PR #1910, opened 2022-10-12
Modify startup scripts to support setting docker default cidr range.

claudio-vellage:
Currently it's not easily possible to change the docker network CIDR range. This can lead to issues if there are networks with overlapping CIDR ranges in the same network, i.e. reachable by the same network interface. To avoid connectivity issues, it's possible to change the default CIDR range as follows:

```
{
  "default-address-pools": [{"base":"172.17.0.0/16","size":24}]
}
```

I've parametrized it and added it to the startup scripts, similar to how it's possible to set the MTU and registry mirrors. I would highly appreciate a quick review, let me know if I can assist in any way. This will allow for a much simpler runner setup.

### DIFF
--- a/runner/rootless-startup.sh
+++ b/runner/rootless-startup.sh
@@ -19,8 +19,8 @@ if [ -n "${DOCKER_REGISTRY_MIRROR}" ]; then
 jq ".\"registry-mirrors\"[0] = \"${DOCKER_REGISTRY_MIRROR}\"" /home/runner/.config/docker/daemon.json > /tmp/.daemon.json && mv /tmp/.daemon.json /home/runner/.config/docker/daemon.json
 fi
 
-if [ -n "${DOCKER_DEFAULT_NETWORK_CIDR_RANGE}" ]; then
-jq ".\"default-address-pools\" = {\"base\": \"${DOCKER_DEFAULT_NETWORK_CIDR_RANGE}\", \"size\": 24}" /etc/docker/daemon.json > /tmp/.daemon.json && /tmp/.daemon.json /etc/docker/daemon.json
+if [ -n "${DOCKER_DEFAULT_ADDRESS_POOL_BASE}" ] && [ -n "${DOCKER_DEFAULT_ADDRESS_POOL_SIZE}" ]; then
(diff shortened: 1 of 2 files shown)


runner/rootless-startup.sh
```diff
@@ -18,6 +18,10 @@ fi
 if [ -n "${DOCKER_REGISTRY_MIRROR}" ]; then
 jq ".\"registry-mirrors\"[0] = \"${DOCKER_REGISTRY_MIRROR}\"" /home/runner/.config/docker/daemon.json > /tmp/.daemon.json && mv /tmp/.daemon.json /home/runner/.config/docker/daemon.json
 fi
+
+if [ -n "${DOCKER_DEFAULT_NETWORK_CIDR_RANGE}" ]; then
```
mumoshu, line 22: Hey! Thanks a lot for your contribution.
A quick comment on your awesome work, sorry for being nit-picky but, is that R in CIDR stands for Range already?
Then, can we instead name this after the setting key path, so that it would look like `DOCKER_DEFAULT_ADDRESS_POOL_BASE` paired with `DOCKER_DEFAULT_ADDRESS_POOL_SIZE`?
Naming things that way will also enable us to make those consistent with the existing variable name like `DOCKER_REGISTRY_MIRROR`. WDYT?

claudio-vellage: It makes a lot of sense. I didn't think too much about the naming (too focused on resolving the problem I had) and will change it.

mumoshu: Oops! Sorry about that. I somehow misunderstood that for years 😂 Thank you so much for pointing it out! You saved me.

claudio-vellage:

...

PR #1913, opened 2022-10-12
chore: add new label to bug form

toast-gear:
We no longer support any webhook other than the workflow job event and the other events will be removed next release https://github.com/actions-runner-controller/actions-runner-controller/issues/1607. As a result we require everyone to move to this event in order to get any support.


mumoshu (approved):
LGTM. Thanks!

* * *

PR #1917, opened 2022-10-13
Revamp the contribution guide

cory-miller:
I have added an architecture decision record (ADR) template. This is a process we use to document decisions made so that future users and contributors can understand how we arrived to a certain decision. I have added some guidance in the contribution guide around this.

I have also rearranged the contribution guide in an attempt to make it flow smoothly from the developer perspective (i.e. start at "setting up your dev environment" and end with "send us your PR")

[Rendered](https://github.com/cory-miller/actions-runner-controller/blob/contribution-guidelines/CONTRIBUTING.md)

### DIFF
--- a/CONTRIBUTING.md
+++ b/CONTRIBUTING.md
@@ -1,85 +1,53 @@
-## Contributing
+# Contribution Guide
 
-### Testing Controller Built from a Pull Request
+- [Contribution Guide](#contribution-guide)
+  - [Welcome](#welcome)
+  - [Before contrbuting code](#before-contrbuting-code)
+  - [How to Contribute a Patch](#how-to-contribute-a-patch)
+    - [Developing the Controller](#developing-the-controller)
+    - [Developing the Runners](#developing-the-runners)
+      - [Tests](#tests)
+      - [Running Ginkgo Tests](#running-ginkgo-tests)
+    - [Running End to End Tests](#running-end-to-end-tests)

Task instructions: Give back exactly the lines of the listing above that run from the line with "chore: add new label to bug form" to the line with "LGTM. Thanks!", inclusive.

Exercise response:
chore: add new label to bug form

toast-gear:
We no longer support any webhook other than the workflow job event and the other events will be removed next release https://github.com/actions-runner-controller/actions-runner-controller/issues/1607. As a result we require everyone to move to this event in order to get any support.


mumoshu (approved):
LGTM. Thanks!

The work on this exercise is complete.